__Aim of the task__. Give back the entries in full, exactly as they are written.

__Dataset extract__.
PR #1152, opened 2022-08-23
Dockerman add ability to specify shell with container label.

dcflachs:
Add a new dockerman system label net.unraid.docker.shell to allow specifying what shell to use for the console link via labels.
Nominal values would be 'sh' or 'bash'.
This will allow containers not created by dockerman to still specify a shell for the webui


limetech:
Thank you!

PR #1155, opened 2022-08-25
Fix SAS Selftest

SimonFair:
Errors

static const char * self_test_result[] = {
        "Completed                ",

__Answer__.
PR #1152, opened 2022-08-23
Dockerman add ability to specify shell with container label.

dcflachs:
Add a new dockerman system label net.unraid.docker.shell to allow specifying what shell to use for the console link via labels.
Nominal values would be 'sh' or 'bash'.
This will allow containers not created by dockerman to still specify a shell for the webui


limetech:
Thank you!

PR #1155, opened 2022-08-25
Fix SAS Selftest

SimonFair:
Errors

static const char * self_test_result[] = {
        "Completed                ",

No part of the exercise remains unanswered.